• _Directions_: Work out how many lines in the data that follows contain "catch". Write nothing but the number.

Content starts

PR #2466, opened 2021-07-12
Implementation of If Then Else

nickgros:
I've picked up from where #1666 has left off, hoping that the work I've done so far will be enough to add this feature.

In addition to the changes outlined in #1666, I've tried to address changes requested in that review, and fix a few other issues as well.

### Checklist


packages/core/src/validate.js
```diff
@@ -300,17 +301,27 @@ export function withIdRefPrefix(schemaNode) {
...
+        ajv.addSchema(rootSchema, ROOT_SCHEMA_PREFIX);
+      }
+    }
+    return ajv.validate(withIdRefPrefix(schema), data);
   } catch (e) {
+    console.warn("Encountered error while validating schema", e);
     return false;
-  } finally {
-    // make sure we remove the rootSchema from the global ajv instance
-    ajv.removeSchema(ROOT_SCHEMA_PREFIX);
```
nickgros, line 314: Why is the root schema being removed (before my change)?

Since we now need to run the validator frequently to evaluate conditional subschemas, keeping the root schema in the cache is essential for performance, especially for large schemas.

packages/core/test/ifthenelse_test.js
```diff
@@ -0,0 +1,424 @@
...
+      const { node } = createFormComponent({
+        schema: schemaWithAllOfRef,
+        formData,
+      });
+
+      expect(node.querySelector("input[label=postcode]")).not.eql(null);
+    });
+  });
+
+  it("handles nested if then else", () => {
```
nickgros, line 291: #1666 didn't handle this case properly. A small change in the `resolveSchema` function fixed it (changing `if "if" in schema` to `while "if" in schema`), and here's a test to prove it.

packages/core/test/ifthenelse_test.js
```diff
@@ -0,0 +1,424 @@
...
+    const { node } = createFormComponent({
+      schema: schemaWithNested,
+      formData,
+    });
+    expect(node.querySelector("select[id=root_country]")).not.eql(null);
+    expect(node.querySelector("select[id=root_state]")).not.eql(null);
+    expect(node.querySelector("select[id=root_city]")).not.eql(null);
+  });
+
+  it("handles additionalProperties with if then else", () => {
```
nickgros, line 394: Test we fixed the issue in this comment: https://github.com/rjsf-team/react-jsonschema-form/pull/1666#discussion_r640334787

packages/core/src/validate.js
nickgros: I think I've figured it out: this function uses the same ajv instance as `validateFormData`, which has some advantages and some drawbacks. I think with this new implementation (not removing the root schema), validation breaks for certain schemas. I'm not happy with the performance of the current implementation, though, so I'll have to figure something else out.

nickgros: One cause of performance issues here is that we can't take advantage of AJV's cache because `withIdRefPrefix` creates a new object every time. We see a substantial improvement in performance if we memoize `withIdRefPrefix`, because `validate` sees the same schema and can use the ajv cache instead of recompiling. I'm not yet sure that memoization is 100% safe here, but it seems like a possible path 


Another thing I've noticed: we get different behavior with the current implementation if the root schema has an $id. When an $id is present, I _think_ AJV totally ignores the root schema prefix when we call `addSchema(rootSchema, ROOT_SCHEMA_PREFIX)`, so the `removeSchema` call never works. Not 100% on this either, though.

nickgros: As for `$id` issues, I've filed #2471, ideally would like to address it here (at the risk of increasing scope of this PR) since how RJSF uses AJV is closely related with adding conditional support

nickgros:
Converting this PR to a draft because while I think my changes in [`78fc62c` (#2466)](https://github.com/rjsf-team/react-jsonschema-form/pull/2466/commits/78fc62c971b8e5b19abcf86513ebc868ce39c614) are a step forward, I think it's going to break some things and I don't want to indicate that this should be merged as-is without more tests (in addition to fixing the ones that fail).

packages/core/src/utils.js
```diff
@@ -1,13 +1,16 @@
 import React from "react";
 import * as ReactIs from "react-is";
-import mergeAllOf from "json-schema-merge-allof";
 import fill from "core-js-pure/features/array/fill";
 import union from "lodash/union";
 import jsonpointer from "jsonpointer";
 import fields from "./components/fields";
 import widgets from "./components/widgets";
 import validateFormData, { isValid } from "./validate";
+import _ from "lodash";
```
jimmycallin, line 9: To keep the build size down, it's preferable to import just the necessary function similarly to line 4.

```suggestion
import memoize from "lodash/memoize";
```

packages/core/src/utils.js
```diff
@@ -662,21 +672,28 @@ export function stubExistingAdditionalProperties(
...
+  rootSchema = DEFAULT_ROOT_SCHEMA,
+  formData = DEFAULT_FORM_DATA
+) {
   if (schema.hasOwnProperty("$ref")) {
     return resolveReference(schema, rootSchema, formData);
   } else if (schema.hasOwnProperty("dependencies")) {
     const resolvedSchema = resolveDependencies(schema, rootSchema, formData);
     return retrieveSchema(resolvedSchema, rootSchema, formData);
-  } else if (schema.hasOwnProperty("allOf")) {
+  } else if (schema["allOf"]) {
```
jimmycallin, line 687: what's the reason for this change?

jimmycallin:
I tried it out a bit and I think this looks great! If we can get it in a mergeable state where only the if-then-else changes are included in this PR, I think we are pretty close.

A few comments:
- Currently if you type a value in a conditional field, and then change the parent such that the field is removed, the value is still included in formData and will be submitted, unless `additionalProperties: false` is included. Is this the preferred behaviour? I can see pros and cons of both resetting the value of the formData and including it, but I'm leaning towards resetting the values.
- The memoization changes seem to cause issues when omitExtraData is set to true - I'm getting "maximum call size exceeded". See attached screenshot. 
image

docs/index.md
```diff
@@ -81,7 +81,85 @@ For more information on what themes we support, see [Using Themes](usage/themes)
...
+- When the value is an object in the form data, the defaults are deeply merged into the form data, using the rules defined here for the deep merge.
+- Then the value is an array in the form data, defaults are only injected in existing array items. No new array items will be created, even if the schema has minItems or additional items defined.
+
+### Merging of defaults within the schema
+
+In the schema itself, defaults of parent elements are propagated into children. So when you have a schema which defines a deeply nested object as default, these defaults will be applied to children of the current node. This also merges objects defined at different levels together with the "deeper" not having precedence. If the parent node defines properties, which are not defined in the child, they will be merged so that the default for the child will be the merged defaults of parent and child.
+
+For arrays this is not the case. Defining an array, when a parent also defines an array, will be overwritten. This is only true when arrays are used in the same level, for objects within these arrays, they will be deeply merged again.
+
+## Tips and tricks
```
jimmycallin, line 162: Not sure what's happening here with these docs changes, they are unrelated to the PR and are also out commented. I guess this should be reverted?

packages/core/src/components/fields/SchemaField.js
```diff
@@ -249,7 +249,8 @@ function SchemaFieldRender(props) {
   const FieldTemplate =
     uiSchema["ui:FieldTemplate"] || registry.FieldTemplate || DefaultTemplate;
   let idSchema = props.idSchema;
-  const schema = retrieveSchema(props.schema, rootSchema, formData);
+  var schema = retrieveSchema(props.schema, rootSchema, formData);
```
jimmycallin, line 252: I'm assuming all `const -> var` related changes are due to the original PR being a bit old. In any case, const is highly preferable to var, so please revert all of these changes.

nickgros:
Thanks for taking a look @jimmycallin!

> Currently if you type a value in a conditional field, and then change the parent such that the field is removed, the value is still included in formData and will be submitted, unless `additionalProperties: false` is included. Is this the preferred behaviour? I can see pros and cons of both resetting the value of the formData and including it, but I'm leaning towards resetting the values.

For my use case, I need the option to keep data as an additional property if its field is removed. As our users fill out the form, we want to be as nondestructive as possible with their data, and give them the opportunity to 'backtrack' without having to re-fill fields that they may have already completed.

Shouldn't this concern be handled by `omitExtraData`? It seems like `liveOmit` is working properly, but nothing is being omitted on submit if `liveOmit` is false, so that will need to be fixed (I'm actually seeing this issue in the current playground version 😬). I'm also not actually seeing a difference in behavior when I change `additionalProperties` like you note.

> The memoization changes seem to cause issues when omitExtraData is set to true - I'm getting "maximum call size exceeded". See attached screenshot.

Good catch, and thanks for attaching the stack trace! I'm having trouble reproducing this, but you guided me to find that I can't actually change the data in the "All Of If Then Else" example if `liveOmit` is true. Possible that these are related issues.

packages/core/src/utils.js
nickgros: `allOf` may be set to undefined here: https://github.com/nickgros/react-jsonschema-form/blob/5e7a08dce80c0c1c85293ac3465c63d65693c6d4/packages/core/src/utils.js#L767

I think I changed that per a comment on the previous PR. Could use `delete` instead and revert this.

nickgros: Switching that line to `delete` actually fixed the `liveOmit` issue that I mentioned [here](https://github.com/rjsf-team/react-jsonschema-form/pull/2466#issuecomment-884929527). I'm not sure if it fixed the stack overflow error that you saw.

jeremypele:
Thanks for that PR @nickgros 🎉 

Is there anything I can help you with to be able to complete this feature? Would love to this merged sonner than later

dieseldjango:
I need support for if-then-else and it's great to see there's a PR, but appears stalled. Anything I can help with?

heath-freenome:
@nickgros Does it make sense to rethink these changes on top of the v5 beta's `@rjsf/validator-ajv8`?

nickgros:
This is probably not the right way to optimize validation. Closing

Content ends

• _Your response_: 2